Needed from the data below: all lines that contain the word "opened".

RECORDED INFORMATION START

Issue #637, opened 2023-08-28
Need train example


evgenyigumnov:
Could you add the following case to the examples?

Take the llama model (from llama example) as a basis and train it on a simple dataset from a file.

RECORDED INFORMATION END
RECORDED INFORMATION START

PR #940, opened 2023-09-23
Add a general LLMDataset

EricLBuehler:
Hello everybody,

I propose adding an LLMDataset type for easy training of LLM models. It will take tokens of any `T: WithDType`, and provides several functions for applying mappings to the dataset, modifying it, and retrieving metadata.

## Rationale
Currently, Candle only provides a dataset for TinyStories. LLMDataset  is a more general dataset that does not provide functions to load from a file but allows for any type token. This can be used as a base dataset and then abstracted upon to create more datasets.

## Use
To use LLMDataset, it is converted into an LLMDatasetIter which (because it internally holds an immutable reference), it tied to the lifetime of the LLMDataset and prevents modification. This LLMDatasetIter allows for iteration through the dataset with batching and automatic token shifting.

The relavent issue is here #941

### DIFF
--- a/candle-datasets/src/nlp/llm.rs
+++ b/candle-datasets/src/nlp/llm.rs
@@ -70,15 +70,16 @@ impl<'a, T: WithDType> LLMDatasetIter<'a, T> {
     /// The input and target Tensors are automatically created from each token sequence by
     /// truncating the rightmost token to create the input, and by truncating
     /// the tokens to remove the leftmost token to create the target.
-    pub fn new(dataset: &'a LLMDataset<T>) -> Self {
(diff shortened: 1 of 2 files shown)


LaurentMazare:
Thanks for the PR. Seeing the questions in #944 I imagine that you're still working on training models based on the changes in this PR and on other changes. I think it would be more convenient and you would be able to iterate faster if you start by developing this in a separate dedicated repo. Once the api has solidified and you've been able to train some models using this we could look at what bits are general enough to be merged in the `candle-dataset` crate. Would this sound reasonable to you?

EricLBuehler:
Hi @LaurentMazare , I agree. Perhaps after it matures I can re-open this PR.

RECORDED INFORMATION END

▶ _RESULT FOR THIS TASK_
Issue #637, opened 2023-08-28
PR #940, opened 2023-09-23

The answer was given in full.